» **Problem to solve**
Whichever lines of the entries hold the word "prototypes" should be identified and copied.

» **Material for the task**
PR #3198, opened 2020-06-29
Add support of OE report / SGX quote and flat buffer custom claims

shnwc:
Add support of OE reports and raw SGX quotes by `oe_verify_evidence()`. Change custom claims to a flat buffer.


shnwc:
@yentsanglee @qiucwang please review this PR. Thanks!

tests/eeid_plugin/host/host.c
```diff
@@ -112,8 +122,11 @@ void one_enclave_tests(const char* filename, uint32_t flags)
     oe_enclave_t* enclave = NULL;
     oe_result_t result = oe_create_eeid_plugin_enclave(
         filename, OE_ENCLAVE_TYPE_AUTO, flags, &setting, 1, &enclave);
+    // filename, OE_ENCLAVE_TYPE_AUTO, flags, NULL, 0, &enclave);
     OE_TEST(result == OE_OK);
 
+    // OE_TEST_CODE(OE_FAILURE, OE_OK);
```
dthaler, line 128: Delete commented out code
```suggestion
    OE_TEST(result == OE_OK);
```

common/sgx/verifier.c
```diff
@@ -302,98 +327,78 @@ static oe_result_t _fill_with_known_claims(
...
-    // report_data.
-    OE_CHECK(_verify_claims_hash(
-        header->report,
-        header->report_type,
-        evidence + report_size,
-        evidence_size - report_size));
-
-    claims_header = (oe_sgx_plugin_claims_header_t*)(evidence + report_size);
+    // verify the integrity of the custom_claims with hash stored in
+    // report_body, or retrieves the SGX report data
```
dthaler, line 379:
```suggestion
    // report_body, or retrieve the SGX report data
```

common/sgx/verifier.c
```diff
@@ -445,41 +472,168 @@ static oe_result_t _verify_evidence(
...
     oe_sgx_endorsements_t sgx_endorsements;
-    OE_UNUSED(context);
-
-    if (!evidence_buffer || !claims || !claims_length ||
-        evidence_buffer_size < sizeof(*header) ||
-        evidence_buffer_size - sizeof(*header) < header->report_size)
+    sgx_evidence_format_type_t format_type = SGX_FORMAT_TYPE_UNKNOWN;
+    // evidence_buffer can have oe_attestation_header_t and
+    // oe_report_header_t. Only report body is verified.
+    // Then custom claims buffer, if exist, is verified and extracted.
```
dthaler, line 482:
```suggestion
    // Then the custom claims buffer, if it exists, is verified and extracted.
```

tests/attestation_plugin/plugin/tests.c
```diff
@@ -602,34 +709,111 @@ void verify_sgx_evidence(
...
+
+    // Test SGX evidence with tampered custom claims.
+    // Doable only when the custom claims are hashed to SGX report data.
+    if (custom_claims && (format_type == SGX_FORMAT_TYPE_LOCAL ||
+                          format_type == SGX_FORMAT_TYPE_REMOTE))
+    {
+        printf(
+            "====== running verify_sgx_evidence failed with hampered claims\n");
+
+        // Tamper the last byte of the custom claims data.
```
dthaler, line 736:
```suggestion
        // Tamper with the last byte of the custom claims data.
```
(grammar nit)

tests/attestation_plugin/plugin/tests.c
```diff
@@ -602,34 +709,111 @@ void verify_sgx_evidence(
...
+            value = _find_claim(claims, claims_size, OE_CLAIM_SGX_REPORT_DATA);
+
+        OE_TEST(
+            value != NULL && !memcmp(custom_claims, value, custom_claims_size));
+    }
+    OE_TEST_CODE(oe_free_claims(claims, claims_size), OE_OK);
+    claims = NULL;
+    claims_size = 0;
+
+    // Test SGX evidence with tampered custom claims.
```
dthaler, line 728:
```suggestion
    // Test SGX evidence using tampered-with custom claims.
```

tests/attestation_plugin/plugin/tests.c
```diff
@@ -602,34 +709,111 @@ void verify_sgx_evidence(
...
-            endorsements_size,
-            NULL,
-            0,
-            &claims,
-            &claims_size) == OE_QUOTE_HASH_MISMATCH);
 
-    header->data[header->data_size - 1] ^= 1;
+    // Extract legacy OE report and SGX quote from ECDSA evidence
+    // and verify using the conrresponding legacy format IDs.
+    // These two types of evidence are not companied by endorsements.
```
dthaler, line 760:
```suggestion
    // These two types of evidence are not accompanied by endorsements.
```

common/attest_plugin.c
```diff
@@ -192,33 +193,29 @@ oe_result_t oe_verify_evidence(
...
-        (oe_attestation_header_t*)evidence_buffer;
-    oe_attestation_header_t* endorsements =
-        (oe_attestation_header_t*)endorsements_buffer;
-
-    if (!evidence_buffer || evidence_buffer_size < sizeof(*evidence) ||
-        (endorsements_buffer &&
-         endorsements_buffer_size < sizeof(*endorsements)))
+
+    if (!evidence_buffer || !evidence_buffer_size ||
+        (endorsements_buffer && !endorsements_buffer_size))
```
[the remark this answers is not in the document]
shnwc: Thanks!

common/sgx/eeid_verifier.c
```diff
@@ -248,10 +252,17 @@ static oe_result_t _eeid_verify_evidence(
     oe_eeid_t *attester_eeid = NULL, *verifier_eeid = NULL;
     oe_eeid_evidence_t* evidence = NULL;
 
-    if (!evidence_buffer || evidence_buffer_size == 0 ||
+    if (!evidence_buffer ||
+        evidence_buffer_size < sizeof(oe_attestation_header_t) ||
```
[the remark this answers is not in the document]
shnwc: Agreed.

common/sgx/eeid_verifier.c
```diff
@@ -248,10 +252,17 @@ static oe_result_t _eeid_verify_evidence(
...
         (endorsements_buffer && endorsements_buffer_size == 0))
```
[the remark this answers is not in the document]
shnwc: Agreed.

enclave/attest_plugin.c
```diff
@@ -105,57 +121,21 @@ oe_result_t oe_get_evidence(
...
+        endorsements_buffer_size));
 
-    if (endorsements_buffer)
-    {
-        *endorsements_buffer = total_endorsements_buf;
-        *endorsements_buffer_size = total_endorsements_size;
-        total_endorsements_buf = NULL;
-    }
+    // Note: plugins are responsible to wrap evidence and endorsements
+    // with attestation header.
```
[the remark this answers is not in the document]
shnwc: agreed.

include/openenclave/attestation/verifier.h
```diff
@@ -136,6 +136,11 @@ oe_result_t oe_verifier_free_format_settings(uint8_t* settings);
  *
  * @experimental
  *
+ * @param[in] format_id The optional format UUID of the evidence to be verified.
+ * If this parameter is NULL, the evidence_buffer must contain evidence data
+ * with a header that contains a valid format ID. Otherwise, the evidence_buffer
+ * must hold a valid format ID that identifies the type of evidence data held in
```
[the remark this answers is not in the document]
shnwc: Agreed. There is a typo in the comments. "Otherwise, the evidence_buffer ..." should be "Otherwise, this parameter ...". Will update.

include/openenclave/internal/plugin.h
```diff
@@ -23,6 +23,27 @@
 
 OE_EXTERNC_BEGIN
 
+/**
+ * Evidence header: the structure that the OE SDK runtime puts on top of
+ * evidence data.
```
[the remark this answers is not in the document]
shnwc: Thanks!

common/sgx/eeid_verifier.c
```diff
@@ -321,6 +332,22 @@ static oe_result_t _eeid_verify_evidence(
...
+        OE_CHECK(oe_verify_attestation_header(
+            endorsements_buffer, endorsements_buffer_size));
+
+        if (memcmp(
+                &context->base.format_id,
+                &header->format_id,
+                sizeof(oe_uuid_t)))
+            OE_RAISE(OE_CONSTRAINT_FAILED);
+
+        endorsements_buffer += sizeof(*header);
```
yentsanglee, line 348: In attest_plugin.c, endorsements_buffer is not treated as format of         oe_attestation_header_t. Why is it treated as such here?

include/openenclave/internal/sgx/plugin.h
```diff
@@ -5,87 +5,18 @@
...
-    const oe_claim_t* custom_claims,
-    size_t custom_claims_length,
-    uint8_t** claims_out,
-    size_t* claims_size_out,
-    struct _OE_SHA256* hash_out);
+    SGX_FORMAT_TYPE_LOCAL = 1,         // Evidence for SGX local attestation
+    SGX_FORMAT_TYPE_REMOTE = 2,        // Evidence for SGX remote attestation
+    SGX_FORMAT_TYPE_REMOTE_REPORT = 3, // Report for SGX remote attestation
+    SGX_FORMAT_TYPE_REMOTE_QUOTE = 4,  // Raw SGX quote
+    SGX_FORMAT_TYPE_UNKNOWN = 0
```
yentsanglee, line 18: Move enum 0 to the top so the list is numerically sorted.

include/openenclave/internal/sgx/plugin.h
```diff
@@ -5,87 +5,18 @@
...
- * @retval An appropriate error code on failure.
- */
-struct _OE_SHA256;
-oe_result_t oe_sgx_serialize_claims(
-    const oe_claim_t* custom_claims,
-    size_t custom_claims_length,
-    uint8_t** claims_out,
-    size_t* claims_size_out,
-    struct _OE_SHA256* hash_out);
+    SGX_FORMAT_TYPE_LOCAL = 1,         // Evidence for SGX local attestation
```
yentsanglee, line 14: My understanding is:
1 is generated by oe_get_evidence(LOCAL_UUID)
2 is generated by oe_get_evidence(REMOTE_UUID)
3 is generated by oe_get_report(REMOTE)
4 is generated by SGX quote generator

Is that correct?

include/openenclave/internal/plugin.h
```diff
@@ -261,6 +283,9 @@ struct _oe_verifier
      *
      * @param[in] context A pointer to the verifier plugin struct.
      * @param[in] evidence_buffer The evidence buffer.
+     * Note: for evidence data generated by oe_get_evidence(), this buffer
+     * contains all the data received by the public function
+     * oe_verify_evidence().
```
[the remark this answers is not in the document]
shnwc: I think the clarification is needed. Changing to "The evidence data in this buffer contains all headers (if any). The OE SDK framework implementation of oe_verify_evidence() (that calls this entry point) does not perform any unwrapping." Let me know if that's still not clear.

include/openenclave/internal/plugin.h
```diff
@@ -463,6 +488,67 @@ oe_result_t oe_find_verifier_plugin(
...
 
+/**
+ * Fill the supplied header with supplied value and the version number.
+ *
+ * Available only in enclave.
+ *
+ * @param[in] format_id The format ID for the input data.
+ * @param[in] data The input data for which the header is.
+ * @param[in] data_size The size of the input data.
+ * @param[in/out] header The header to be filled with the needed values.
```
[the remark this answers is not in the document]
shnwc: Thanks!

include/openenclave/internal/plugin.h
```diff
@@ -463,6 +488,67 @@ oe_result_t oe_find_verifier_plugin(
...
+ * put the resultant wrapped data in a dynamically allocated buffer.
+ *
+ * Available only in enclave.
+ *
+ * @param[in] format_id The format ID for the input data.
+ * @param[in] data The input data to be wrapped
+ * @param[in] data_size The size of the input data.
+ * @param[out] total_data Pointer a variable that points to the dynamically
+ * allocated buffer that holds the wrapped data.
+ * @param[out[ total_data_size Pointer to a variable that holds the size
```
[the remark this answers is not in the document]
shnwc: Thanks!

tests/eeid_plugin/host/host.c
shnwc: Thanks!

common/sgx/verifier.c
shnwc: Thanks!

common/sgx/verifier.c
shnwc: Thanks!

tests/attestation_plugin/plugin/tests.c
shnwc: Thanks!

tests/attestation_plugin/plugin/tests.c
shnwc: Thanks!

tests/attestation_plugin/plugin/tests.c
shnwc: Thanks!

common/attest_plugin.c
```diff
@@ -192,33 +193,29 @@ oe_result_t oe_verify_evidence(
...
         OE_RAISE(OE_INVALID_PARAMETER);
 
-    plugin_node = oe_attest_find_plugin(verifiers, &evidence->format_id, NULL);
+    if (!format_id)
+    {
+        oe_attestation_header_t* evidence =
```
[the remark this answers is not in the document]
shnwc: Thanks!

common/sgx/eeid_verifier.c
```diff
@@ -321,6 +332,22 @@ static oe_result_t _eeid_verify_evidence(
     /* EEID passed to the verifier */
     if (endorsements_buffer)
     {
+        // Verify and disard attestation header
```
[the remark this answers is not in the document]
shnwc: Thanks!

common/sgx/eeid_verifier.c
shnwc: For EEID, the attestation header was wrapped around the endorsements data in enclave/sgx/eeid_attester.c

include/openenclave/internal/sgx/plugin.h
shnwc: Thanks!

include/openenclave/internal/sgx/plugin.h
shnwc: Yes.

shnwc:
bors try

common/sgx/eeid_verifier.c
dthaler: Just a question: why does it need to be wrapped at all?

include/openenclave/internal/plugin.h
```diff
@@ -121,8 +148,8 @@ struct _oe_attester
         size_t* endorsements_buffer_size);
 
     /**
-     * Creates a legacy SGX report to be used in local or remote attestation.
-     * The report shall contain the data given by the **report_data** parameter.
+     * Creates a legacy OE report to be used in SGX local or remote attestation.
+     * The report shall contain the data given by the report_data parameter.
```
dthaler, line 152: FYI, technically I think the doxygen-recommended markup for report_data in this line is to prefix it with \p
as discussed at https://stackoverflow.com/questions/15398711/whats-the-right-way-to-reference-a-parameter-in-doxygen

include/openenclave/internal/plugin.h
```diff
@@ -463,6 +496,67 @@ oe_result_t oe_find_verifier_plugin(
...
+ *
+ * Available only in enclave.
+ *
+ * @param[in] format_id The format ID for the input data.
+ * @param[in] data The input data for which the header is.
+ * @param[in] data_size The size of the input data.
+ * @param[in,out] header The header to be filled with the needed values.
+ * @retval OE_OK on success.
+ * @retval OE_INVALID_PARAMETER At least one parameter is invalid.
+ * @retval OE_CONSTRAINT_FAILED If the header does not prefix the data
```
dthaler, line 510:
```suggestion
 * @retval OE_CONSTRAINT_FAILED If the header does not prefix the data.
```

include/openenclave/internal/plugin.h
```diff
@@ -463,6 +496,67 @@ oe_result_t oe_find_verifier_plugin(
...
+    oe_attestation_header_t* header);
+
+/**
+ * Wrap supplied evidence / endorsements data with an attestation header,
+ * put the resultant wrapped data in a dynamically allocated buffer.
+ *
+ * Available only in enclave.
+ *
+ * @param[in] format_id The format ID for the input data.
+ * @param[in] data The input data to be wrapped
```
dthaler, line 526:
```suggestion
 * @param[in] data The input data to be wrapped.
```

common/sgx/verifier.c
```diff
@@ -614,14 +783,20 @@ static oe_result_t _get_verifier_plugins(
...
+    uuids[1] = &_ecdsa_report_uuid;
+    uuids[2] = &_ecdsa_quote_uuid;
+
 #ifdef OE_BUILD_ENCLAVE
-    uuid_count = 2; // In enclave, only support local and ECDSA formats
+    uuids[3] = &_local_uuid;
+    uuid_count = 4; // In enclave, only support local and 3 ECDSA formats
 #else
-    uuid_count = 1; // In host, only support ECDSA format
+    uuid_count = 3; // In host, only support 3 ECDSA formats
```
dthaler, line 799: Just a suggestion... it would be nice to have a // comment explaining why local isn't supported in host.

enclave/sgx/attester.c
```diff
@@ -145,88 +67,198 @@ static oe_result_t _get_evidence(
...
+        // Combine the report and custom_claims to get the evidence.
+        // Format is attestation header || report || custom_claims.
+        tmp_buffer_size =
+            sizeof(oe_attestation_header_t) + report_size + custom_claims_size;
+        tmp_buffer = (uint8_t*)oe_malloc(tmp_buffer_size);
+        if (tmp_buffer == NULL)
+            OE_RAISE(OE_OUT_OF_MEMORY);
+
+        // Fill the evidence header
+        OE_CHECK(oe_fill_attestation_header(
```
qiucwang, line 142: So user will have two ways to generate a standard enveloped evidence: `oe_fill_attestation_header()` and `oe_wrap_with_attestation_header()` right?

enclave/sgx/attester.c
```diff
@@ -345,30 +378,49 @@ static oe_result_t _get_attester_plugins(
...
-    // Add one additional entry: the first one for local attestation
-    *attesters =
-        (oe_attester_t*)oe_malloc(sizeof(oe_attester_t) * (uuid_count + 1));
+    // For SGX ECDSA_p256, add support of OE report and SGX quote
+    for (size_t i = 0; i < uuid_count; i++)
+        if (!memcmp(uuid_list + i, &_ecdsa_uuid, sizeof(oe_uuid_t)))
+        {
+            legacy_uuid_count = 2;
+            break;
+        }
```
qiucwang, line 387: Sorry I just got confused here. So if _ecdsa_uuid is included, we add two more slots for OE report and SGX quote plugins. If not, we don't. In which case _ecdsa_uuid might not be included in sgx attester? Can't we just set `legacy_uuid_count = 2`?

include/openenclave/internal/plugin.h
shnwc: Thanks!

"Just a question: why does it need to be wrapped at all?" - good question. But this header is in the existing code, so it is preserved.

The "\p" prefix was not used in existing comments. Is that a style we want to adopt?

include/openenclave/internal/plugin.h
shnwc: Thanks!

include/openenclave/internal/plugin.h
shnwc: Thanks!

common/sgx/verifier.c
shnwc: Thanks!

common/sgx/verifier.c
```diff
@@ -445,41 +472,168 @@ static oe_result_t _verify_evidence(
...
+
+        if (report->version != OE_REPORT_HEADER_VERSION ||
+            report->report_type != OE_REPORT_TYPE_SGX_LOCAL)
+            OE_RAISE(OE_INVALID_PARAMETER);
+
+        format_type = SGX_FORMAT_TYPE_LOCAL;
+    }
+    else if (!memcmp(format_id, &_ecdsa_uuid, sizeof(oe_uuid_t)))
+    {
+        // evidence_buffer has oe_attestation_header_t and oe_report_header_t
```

==

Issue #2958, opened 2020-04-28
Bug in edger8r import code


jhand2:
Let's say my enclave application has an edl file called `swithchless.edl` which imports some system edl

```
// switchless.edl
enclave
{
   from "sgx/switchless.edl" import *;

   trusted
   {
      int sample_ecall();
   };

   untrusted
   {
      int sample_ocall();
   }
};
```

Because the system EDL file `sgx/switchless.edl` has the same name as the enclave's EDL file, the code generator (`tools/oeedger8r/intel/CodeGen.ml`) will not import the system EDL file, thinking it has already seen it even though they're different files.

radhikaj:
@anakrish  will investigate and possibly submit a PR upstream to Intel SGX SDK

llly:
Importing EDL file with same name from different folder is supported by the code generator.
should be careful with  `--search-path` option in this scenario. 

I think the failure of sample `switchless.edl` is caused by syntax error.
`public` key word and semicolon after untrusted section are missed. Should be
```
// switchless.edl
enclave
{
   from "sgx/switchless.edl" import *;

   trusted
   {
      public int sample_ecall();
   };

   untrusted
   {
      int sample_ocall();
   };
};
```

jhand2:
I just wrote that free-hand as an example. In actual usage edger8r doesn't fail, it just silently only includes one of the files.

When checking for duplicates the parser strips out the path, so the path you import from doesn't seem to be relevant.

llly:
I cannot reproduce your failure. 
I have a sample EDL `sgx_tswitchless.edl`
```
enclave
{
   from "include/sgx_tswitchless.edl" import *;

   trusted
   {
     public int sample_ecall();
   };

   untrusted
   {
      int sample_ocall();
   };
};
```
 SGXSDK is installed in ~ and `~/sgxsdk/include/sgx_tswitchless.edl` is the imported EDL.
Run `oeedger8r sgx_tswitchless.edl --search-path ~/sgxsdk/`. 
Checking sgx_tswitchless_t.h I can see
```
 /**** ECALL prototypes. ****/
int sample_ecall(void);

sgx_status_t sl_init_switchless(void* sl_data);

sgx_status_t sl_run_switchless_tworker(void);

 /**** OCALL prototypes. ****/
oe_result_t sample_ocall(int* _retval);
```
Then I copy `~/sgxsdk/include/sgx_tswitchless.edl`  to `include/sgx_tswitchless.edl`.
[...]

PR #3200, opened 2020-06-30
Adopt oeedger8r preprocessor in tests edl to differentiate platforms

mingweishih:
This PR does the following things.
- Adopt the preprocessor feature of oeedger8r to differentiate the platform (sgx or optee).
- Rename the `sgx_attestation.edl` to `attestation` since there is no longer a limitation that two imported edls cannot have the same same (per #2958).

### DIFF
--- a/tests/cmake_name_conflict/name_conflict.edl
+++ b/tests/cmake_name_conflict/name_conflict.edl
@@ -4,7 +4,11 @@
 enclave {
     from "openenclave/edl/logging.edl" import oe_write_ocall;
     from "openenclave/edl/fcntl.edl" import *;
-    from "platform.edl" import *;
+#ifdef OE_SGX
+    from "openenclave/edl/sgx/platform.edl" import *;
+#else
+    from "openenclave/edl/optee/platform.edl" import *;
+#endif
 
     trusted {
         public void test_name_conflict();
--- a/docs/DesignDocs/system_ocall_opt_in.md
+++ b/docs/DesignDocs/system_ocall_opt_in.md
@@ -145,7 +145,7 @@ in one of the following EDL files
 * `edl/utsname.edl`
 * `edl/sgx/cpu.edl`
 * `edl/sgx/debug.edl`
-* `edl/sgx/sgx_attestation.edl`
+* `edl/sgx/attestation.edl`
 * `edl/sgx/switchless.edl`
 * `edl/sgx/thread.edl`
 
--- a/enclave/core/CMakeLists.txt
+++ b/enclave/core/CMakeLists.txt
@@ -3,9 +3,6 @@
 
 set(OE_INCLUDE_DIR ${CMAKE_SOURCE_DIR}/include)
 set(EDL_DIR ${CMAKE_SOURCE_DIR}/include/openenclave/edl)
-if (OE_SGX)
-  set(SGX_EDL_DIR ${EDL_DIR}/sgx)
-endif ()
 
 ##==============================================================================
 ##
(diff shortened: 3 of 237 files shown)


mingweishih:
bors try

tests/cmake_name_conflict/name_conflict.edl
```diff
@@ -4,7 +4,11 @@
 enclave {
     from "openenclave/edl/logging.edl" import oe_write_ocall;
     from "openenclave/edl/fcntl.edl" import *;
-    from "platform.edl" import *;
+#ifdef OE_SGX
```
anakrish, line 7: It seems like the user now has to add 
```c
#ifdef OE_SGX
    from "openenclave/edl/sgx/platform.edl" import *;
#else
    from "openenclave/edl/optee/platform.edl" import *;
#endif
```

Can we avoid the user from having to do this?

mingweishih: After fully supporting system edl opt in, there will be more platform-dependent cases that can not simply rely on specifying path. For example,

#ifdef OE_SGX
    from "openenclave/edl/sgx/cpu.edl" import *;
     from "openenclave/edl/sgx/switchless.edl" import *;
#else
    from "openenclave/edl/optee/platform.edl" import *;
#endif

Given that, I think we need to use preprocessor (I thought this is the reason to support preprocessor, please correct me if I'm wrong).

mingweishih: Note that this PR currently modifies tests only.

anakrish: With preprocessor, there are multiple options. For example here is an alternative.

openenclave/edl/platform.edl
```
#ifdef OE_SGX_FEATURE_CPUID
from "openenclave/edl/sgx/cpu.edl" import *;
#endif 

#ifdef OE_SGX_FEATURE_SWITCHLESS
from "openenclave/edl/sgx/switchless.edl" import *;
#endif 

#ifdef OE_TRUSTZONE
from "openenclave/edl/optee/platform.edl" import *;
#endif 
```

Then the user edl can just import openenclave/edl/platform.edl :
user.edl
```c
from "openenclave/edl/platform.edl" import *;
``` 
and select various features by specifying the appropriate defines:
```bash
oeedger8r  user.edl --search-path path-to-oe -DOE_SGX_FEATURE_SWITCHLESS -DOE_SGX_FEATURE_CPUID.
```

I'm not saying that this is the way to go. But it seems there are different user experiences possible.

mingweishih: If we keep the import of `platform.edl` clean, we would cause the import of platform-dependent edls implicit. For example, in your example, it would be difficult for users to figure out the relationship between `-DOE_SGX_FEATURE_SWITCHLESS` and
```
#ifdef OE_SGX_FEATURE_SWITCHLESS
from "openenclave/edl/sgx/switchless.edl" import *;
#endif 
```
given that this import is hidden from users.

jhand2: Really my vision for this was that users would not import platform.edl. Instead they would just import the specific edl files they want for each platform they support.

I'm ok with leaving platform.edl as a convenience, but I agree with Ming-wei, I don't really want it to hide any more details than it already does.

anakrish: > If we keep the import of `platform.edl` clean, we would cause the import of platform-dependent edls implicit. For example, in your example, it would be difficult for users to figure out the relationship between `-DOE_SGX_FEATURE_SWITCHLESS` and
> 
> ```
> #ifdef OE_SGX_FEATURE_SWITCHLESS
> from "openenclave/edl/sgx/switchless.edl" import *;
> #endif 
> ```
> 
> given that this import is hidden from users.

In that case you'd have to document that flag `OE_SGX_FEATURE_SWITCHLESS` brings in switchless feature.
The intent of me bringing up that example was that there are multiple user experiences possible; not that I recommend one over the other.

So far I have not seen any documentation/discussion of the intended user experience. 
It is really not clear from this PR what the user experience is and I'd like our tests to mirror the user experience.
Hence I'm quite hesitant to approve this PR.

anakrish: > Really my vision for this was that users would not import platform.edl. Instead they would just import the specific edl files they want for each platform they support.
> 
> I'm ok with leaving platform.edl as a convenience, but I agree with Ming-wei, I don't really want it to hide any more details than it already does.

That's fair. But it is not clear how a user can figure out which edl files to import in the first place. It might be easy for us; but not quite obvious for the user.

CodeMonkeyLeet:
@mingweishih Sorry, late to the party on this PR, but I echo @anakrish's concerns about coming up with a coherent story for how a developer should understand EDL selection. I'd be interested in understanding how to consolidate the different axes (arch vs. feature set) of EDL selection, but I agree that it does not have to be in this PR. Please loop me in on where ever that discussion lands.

» **The completed task**
 /**** ECALL prototypes. ****/
 /**** OCALL prototypes. ****/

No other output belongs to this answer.